WORK TASK |
Bring together every line in the data that includes "NanEscapableScope".

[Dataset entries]
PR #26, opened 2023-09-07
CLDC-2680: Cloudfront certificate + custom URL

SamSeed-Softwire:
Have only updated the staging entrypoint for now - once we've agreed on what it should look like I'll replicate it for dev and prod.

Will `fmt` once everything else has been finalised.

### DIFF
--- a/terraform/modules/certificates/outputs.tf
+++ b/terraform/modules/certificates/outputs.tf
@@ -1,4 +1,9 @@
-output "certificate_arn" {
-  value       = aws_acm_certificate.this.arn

---

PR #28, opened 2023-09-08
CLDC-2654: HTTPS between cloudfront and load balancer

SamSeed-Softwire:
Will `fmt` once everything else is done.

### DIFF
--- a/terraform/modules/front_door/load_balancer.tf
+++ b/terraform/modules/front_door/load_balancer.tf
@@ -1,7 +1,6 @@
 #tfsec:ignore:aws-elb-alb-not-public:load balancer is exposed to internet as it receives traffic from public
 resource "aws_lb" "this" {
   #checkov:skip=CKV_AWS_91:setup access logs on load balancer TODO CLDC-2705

* * *

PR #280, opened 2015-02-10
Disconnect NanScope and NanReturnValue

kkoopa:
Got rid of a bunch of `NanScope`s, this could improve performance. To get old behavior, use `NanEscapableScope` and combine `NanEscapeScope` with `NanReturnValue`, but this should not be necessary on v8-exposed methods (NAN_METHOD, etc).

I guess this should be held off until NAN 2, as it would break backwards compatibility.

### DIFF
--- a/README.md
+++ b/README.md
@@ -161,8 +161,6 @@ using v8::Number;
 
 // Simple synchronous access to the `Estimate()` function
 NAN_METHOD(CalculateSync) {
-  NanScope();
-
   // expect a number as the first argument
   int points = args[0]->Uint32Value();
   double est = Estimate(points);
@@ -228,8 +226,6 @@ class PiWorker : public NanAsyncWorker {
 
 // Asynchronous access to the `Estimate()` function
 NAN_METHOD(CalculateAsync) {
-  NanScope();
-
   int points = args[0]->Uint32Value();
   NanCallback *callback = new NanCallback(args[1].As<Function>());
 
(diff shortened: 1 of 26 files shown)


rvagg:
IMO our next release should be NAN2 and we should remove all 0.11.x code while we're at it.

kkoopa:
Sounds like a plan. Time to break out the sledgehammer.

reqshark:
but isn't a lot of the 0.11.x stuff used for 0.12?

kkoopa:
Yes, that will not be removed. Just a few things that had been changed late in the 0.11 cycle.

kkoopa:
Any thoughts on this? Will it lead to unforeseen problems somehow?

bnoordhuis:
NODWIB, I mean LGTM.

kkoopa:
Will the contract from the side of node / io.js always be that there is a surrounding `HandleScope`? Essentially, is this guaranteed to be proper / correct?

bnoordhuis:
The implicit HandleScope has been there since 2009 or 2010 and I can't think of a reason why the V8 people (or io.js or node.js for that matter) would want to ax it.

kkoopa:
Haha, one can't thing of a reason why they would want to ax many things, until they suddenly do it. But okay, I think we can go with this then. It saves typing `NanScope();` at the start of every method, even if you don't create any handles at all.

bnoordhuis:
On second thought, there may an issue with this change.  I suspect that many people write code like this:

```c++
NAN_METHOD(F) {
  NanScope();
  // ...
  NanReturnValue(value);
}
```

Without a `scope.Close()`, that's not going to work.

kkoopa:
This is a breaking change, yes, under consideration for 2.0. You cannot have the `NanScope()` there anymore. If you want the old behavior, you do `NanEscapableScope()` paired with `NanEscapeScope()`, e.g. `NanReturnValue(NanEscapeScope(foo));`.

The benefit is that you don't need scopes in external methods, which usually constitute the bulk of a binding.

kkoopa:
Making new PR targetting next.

TASK OUTPUT |
Got rid of a bunch of `NanScope`s, this could improve performance. To get old behavior, use `NanEscapableScope` and combine `NanEscapeScope` with `NanReturnValue`, but this should not be necessary on v8-exposed methods (NAN_METHOD, etc).
This is a breaking change, yes, under consideration for 2.0. You cannot have the `NanScope()` there anymore. If you want the old behavior, you do `NanEscapableScope()` paired with `NanEscapeScope()`, e.g. `NanReturnValue(NanEscapeScope(foo));`.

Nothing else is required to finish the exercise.